RECORDS FOR PROCESSING »
*** Begin section ***

PR #25358, opened 2025-09-22
Remove now unused Audio Worklet Module exports.

juj:
Earlier refactor that avoided the separate .js file also made these redundant; `src/audio_worklet.js` no longer accesses anything via `Module`.


sbc100 (approved):
Nice!

I though we had a codesize test that covers audio worklet?

juj:
Yeah, I just didn't bother updating those when splitting these changes to separate PRs, since they would all be out of date - I have to rebase these to land one by one to keep the code size tests intact.

PR #25607, opened 2025-10-21
Remove references to `RELOCATABLE`/`LINKABLE` from test code. NFC

sbc100:
These settings are due for deprecation/removal, plus none of these tests were really depending on them specifically (as opposed to dynamic linking in general).

Replace this usage with three specific simple tests that we can remove when we remove these settings.

See https://github.com/emscripten-core/emscripten/issues/25262

### DIFF
--- a/test/test_other.py
+++ b/test/test_other.py
@@ -1580,12 +1580,11 @@ int f() {
     self.assertContained(['unknown file type', "libfoo.a: archive member 'native.o' is neither Wasm object file nor LLVM bitcode"], stderr)
 
   def test_export_all(self):
-    lib = r'''
+    create_file('main.c', r'''
       #include <stdio.h>
       void libf1() { printf("libf1\n"); }
       void libf2() { printf("libf2\n"); }
-    '''
-    create_file('lib.c', lib)
+    ''')
 
     create_file('pre.js', '''
       Module.onRuntimeInitialized = () => {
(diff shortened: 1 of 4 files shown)


test/test_other.py
```diff
@@ -1596,8 +1595,10 @@ def test_export_all(self):
 
     # Explicitly test with -Oz to ensure libc_optz is included alongside
     # libc when `--whole-archive` is used.
-    self.emcc('lib.c', ['-Oz', '-sEXPORT_ALL', '-sLINKABLE', '-Wno-deprecated', '--pre-js', 'pre.js'], output_filename='a.out.js')
-    self.assertContained('libf1\nlibf2\n', self.run_js('a.out.js'))
+    self.do_runf('main.c', 'libf1\nlibf2\n', cflags=['-Oz', '-sEXPORT_ALL', '-sMAIN_MODULE', '--pre-js', 'pre.js'])
+
+    # Without the `-sEXPORT_ALL` these symbols will not be visible from JS
+    self.do_runf('main.c', '_libf1 is not defined', assert_returncode=NON_ZERO, cflags=['-Oz', '-sMAIN_MODULE', '--pre-js', 'pre.js'])
```
kripken, line 1601: isn't this tested elsewhere? it seems new here.

sbc100: I just thought it might be good to test the negative case too when testing the `-sEXPORT_ALL` flag so I added this to the test.

kripken: Fair enough, this is `test_export_all` I guess. sg.

PR #25608, opened 2025-10-21
Split test decorators into their own file.  NFC

sbc100:


test/decorators.py
```diff
@@ -0,0 +1,631 @@
+# Copyright 2025 The Emscripten Authors.  All rights reserved.
+# Emscripten is available under two separate licenses, the MIT license and the
+# University of Illinois/NCSA Open Source License.  Both these licenses can be
+# found in the LICENSE file.
+
+"""Common decorators shared between the various suites.
+
+When decorators are only using a single file they can be defined locally.  If they
```
kripken:
```suggestion
When decorators are only used in a single file they can be defined locally.  If they
```

test/decorators.py
```diff
@@ -0,0 +1,631 @@
...
+are using from multiple locations they should be defined here.
```
kripken:
```suggestion
are used from multiple locations they should be defined here.
```

PR #25613, opened 2025-10-21
Optimize binaryEncode() string quoting

juj:
One of the optimizations of Closure compiler is to choose the string quote character that results in fewer escaping in the string itself.

I.e. Closure compiler will turn

```js
var x = '\'\'\'\'\'';
var y = "\"\"\"\"\"";
```
into
```js
var x = "'''''";
var y = '"""""';
```
by selecting the string quote char that allows the contents to have fewer escapse.

However, in the SINGLE_FILE mode, we emit the Wasm code inside the .js file after Closure has run. So all Closure sees is

```js
  return binaryDecode("<<< WASM_BINARY_DATA >>>");
```
when optimizing.

This PR implements the same smart string quote selection optimization directly into the `binaryEncode()` function, by checking if there are fewer `'`s or `"`s in the binary content that is to be encoded.

### DIFF
--- a/tools/link.py
+++ b/tools/link.py
@@ -2668,12 +2668,12 @@ def generate_worker_js(target, options, js_target, target_basename):
   utils.write_file(target, target_contents, options.output_eol)
 
 
-def worker_js_script(proxy_worker_filename):
+def worker_js_script(proxy_worker_filename_enclosed_in_quotes):
   web_gl_client_src = read_file(utils.path_from_root('src/webGLClient.js'))
   proxy_client_src = building.read_and_preprocess(utils.path_from_root('src/proxyClient.js'), expand_macros=True)
-  if not settings.SINGLE_FILE and not os.path.dirname(proxy_worker_filename[1:-1]):
-    proxy_worker_filename = f'"./{proxy_worker_filename[1:-1]}"'
-  proxy_client_src = do_replace(proxy_client_src, '"<<< filename >>>"', proxy_worker_filename)
+  if not settings.SINGLE_FILE and not os.path.dirname(proxy_worker_filename_enclosed_in_quotes[1:-1]):
+    proxy_worker_filename_enclosed_in_quotes = f'"./{proxy_worker_filename_enclosed_in_quotes[1:-1]}"'
+  proxy_client_src = do_replace(proxy_client_src, '"<<< filename >>>"', proxy_worker_filename_enclosed_in_quotes)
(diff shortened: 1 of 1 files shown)


tools/link.py
```diff
@@ -2441,7 +2437,11 @@ def phase_binaryen(target, options, wasm_target):
   if final_js and settings.SINGLE_FILE and not settings.WASM2JS:
     js = read_file(final_js)
 
-    js = do_replace(js, '<<< WASM_BINARY_DATA >>>', base64_or_binary_encode(wasm_target))
+    if settings.SINGLE_FILE_BINARY_ENCODE:
+      js = do_replace(js, '"<<< WASM_BINARY_DATA >>>"', binary_encode(wasm_target))
+    else:
+      js = do_replace(js, '<<< WASM_BINARY_DATA >>>', base64_encode(wasm_target))
+    assert '<<< WASM_BINARY_DATA >>>' not in js
```
sbc100: The do_replace helper already asserts that the search pattern is present ... is this also needed for some reason in addition to that?

juj: Yeah, I added this here to guarantee that e.g. someone refactoring `"<<< WASM_BINARY_DATA >>>"` into a `'<<< WASM_BINARY_DATA >>>'` would trigger an error.

juj: oh right, now I see what you mean.. yeah, that does make the assert redundant.

juj:
Ping, any thoughts here?

juj:
> I wonder if its worth the extra complexity here in the code generatation.
> 
> Is it worth those 7 bytes?

The 7 bytes is only in a test case that itself is only 5400 bytes in size.

Running the encoder on one of the smallest .wasm files from Unity output:
- old encoding: 1,924,603 bytes
- new encoding: 1,896,794 bytes (-27,809 bytes)

So the wins do scale with the size of the .wasm file, so not just a constant 7 bytes.

> BTW, are you making use of this in Unity? Do you, or you users, use the `-sSINGLE_FILE` setting a lot? (And why?)

Yes. The SINGLE_FILE output from Unity is for use in the [MRAID standard](https://www.iab.com/wp-content/uploads/2015/08/IAB_MRAID_v2_FINAL.pdf). What they do is standardize on the CDN storage and lifecycle of an interactive (playable) ad.

The restrictions that the CDN people state is that the ads need to be a single .html file containing everything embedded in it (no extra XHRs or Fetches allowed), and the size limit is <= 5MB **un**compressed.

PR #25614, opened 2025-10-21
Have test harness delete all old Emscripten files in the temp directory

juj:
When starting a test run, delete all old Emscripten files in the temp directory to help avoid runaway temp file leaks filling up a CI system hard drive.

Do it before starting a run, so that developers can still access test files in debug logs.

### DIFF
--- a/test/runner.py
+++ b/test/runner.py
@@ -530,8 +530,10 @@ def cleanup_emscripten_temp():
   that look like they might have been created by Emscripten."""
   for entry in os.listdir(shared.TEMP_DIR):
     if entry.startswith(('emtest_', 'emscripten_')):
+      entry = os.path.join(shared.TEMP_DIR, entry)
       try:
-        utils.delete_dir(os.path.join(shared.TEMP_DIR, entry))
+        if os.path.isdir(entry):
+          utils.delete_dir(entry)
       except Exception:
         pass
 


sbc100:
If this specific to the parallel test runner or should it happen on startup in general?

We do have `EMTEST_DETECT_TEMPFILE_LEAKS` which has a mechansim to detect leaks, so I would hope they do not happen much in practice.

It looks like we enable `EMTEST_DETECT_TEMPFILE_LEAKS` as the main CI, but not for browser tests.

juj:
> If this specific to the parallel test runner or should it happen on startup in general?

This should run in both singlethreaded and parallel runner startup.

> We do have `EMTEST_DETECT_TEMPFILE_LEAKS` which has a mechansim to detect leaks, so I would hope they do not happen much in practice.

Yeah, I remember creating that a long time ago to combat temp file leaks. Added that env. var. now to my CI bots, but wanted to ensure that even if these leaks do happen, that they won't be able to take my CI bots down.

I see on all my CI bots that there are a bunch of `emtest_` directories that have crept up over time. Some of those are definitely caused by test harness runs aborting mid-flight (e.g. due to CI disconnect, which aborts in buildbot).

sbc100:
> > If this specific to the parallel test runner or should it happen on startup in general?
> 
> This should run in both singlethreaded and parallel runner startup.
> 
> > We do have `EMTEST_DETECT_TEMPFILE_LEAKS` which has a mechansim to detect leaks, so I would hope they do not happen much in practice.
> 
> Yeah, I remember creating that a long time ago to combat temp file leaks. Added that env. var. now to my CI bots, but wanted to ensure that even if these leaks do happen, that they won't be able to take my CI bots down.
> 
> I see on all my CI bots that there are a bunch of `emtest_` directories that have crept up over time. Some of those are definitely caused by test harness runs aborting mid-flight (e.g. due to CI disconnect, which aborts in buildbot).

Yes, I think we explictly do not clean stuff up when the run is interrupted, since this is good for debugging.

sbc100:
Looking into this I noticed we were creating a lot more temp directories than we needed to: https://github.com/emscripten-core/emscripten/pull/25615

juj:
> Yes, I think we explictly do not clean stuff up when the run is interrupted, since this is good for debugging.

Agreed. That is why the idea here was to do the cleanup at startup, and not at end (or at `atexit`)

sbc100:
> > Yes, I think we explictly do not clean stuff up when the run is interrupted, since this is good for debugging.
> 
> Agreed. That is why the idea here was to do the cleanup at startup, and not at end (or at `atexit`)

Sounds good to me.

I would feel more comfortable if it was just the `emtest_*` that we cleanup, since that is obviously stuff created by the test harness itself.   Are you times when the compiler itself is not cleaning up its stuff too?

juj:
> Are you times when the compiler itself is not cleaning up its stuff too?

The majority of the items are from `emtest_`, but I did see some `emscripten_` there as well, which is why I added that pattern there as well.

I think combining this with running with `EMTEST_DETECT_TEMPFILE_LEAKS` should ensure that there won't be leaks in that area on `emscripten_` either.

sbc100:
I found some more usages of tempfile that we can completely remove : https://github.com/emscripten-core/emscripten/pull/25617

sbc100 (approved):

test/runner.py
```diff
@@ -525,6 +525,17 @@ def configure():
...
 
+def cleanup_emscripten_temp():
+  """Deletes all files and directories under Emscripten
+  that look like they might have been created by Emscripten."""
+  for entry in os.listdir(shared.TEMP_DIR):
+    if entry.startswith(('emtest_', 'emscripten_')):
+      try:
+        utils.delete_dir(os.path.join(shared.TEMP_DIR, entry))
+      except Exception:
+        pass
```
sbc100, line 538: How about using `force_delete_dir` here... then I think you don't need the try/catch

test/runner.py
```diff
@@ -525,6 +525,17 @@ def configure():
   common.configure_test_browser()
 
 
+def cleanup_emscripten_temp():
+  """Deletes all files and directories under Emscripten
+  that look like they might have been created by Emscripten."""
+  for entry in os.listdir(shared.TEMP_DIR):
+    if entry.startswith(('emtest_', 'emscripten_')):
```
sbc100, line 532: If `and os.path.isdir()`?

test/runner.py
juj: `force_delete_dir()` raises an exception if the deletion failed. The thinking here was that it wouldn't be catastrophic if that happens.

sbc100: Fair enough

PR #18214, opened 2022-11-16
parallel_testsuite.py: Use multiprocessing pool

sbc100:
Use the `Pool` seems to address the longstanding issue we have had with interrupting the test suite using `crtl-C`.

Its also a lot less code.

Also, limit the pools size to the number of tests being run.  No need to start 56 processes if we are just running 2 tests.

I measured the performance of the running the core2 test suite both before and after this change and it was not effected.

See: #18213
Supersedes: #11299

PR #6150, opened 2018-01-28
Parallel other tests

saschanaz:
Fixes #5817, fixes #6130 

Tried implementing what @juj [suggested](https://github.com/kripken/emscripten/issues/5817#issuecomment-360941775):

>I think the solution forward here might be to assign unique/dedicated temp directories to each parallel test runner process in `core` and `other`? That is, for each parallel test runner thread, append a unique subdirectory path to `EMCC_TEMP_DIR` for each of them, so that they all operate in unique directories? Then the leak checker could also be enabled for the `core` suite.

**Edit:** `other` now only takes 16 minutes on CircleCI (while ~40 minutes on Travis)!

PR #25615, opened 2025-10-21
Avoid using a new temp directory for each parallel test. NFC

sbc100:
It should be fine for all parallel tests to using the same TEMP_DIR.

The only limitation is on tests that use the canonical temp directory (e.g. EMCC_DEBUG).

It looks like we used to use a unique temp directory per process (See #6150). However that was changed to one-directory-per-test in #18214, although I don't remember why.

With this change we don't create a new temp directory except for tests that are marked as `uses_canonical_tmp`

Note that each test already run in its own unique directory, which is a different concept the TEMP_DIR.

### DIFF
--- a/test/test_other.py
+++ b/test/test_other.py
@@ -21,6 +21,7 @@ import struct
 import subprocess
 import sys
 import tarfile
+import tempfile
 import time
 from datetime import datetime
 from functools import wraps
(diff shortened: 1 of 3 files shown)


test/test_other.py
```diff
@@ -153,6 +154,13 @@ def uses_canonical_tmp(func):
   """
   @wraps(func)
   def decorated(self, *args, **kwargs):
+    if self.runningInParallel():
+      # Because the canonical temp directory is a global/central location, when
+      # tests use it in parallel they need to temporarily override the temp directory
+      # to ovoid clobbering each each.
```
brendandahl, line 160:
```suggestion
      # to avoid clobbering each each.
```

*** End section ***

Whenever "join" shows up in a line of the listing, copy that whole line.

+      entry = os.path.join(shared.TEMP_DIR, entry)
-        utils.delete_dir(os.path.join(shared.TEMP_DIR, entry))
+        utils.delete_dir(os.path.join(shared.TEMP_DIR, entry))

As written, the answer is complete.